PR #5181, opened 2021-01-04
Docs: add alpha channel to supported hex color specifiers

macjohnny:
Updates the docs with an example how to specify hexadecimal rgb color values with an alpha channel / opacity.
Related code:

https://github.com/python-pillow/Pillow/blob/d374015504df2c7f0316154deade1bc1fa5075df/src/PIL/ImageColor.py#L48-L65

### DIFF
--- a/docs/reference/ImageColor.rst
+++ b/docs/reference/ImageColor.rst
@@ -16,8 +16,17 @@ Color Names
 
 The ImageColor module supports the following string formats:
 
-* Hexadecimal color specifiers, given as ``#rgb`` or ``#rrggbb``. For example,
-  ``#ff0000`` specifies pure red.
+* Hexadecimal color specifiers, given as ``#rgb``, ``#rgba``, ``#rrggbb`` or ``#rrggbbaa``, 
+  with the following placeholders: 
+    - ``r``: red
+    - ``g``: green
+    - ``b``: blue
+    - ``a``: alpha / opacity (can be used in combination with ``mode="RGBA"`` in :py:mod:`~PIL.ImageDraw`)
+  
+  Examples:
+   - ``#ff0000`` specifies pure red.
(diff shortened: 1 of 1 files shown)


radarhere:
I've created https://github.com/macjohnny/Pillow/pull/1 to fix the failing doccheck.

macjohnny:
@radarhere thanks for the fix, the tests are now fine (except for the code coverage tests, but this should be unrelated)

macjohnny:
@radarhere is there anything I need to do before this PR can be merged?

radarhere:
"need? No, all tests pass, apart from coverage (which is irrelevant to this change). The real obstacle is just a matter of myself or one of the other Pillow members sitting down and reviewing.

I've created https://github.com/macjohnny/Pillow/pull/2 with some of my personal thoughts.

macjohnny:
> I don't understand 'can be used in combination with mode="RGBA" in ImageDraw'. I find this vague - which method in ImageDraw?

Here I wanted to refer to the mode parameter in the `ImageDraw.Draw()` method
https://pillow.readthedocs.io/en/stable/reference/ImageDraw.html#PIL.ImageDraw.Draw
as an example where alpha opacity can be taken into account.
If you have any suggestion how to add a comment in a more general way, let me know.

radarhere:
`ImageDraw.Draw()` can accept an "RGBA" mode, yes, and other `ImageDraw` methods can accept translucent colors as `fill` or `outline`.

But you don't need to use `ImageColor` first. I could pass a hexadecimal color specifier to it directly.
```python
d = ImageDraw.Draw(im, "RGBA")
d.ellipse((0, 0, 100, 100), "#f005")
im.show()
```

So I find documenting that `ImageColor` can be used as a converter before using `ImageDraw` to be odd.

I'm going to merge this is in now. If you would like to try and add a different reference to ImageDraw, you can create another PR with the suggestion.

PROBLEM REQUIREMENTS:
The answer should be only a number: the count of lines in the listing above that contain the word "rrggbb".

EXERCISE RESPONSE:
2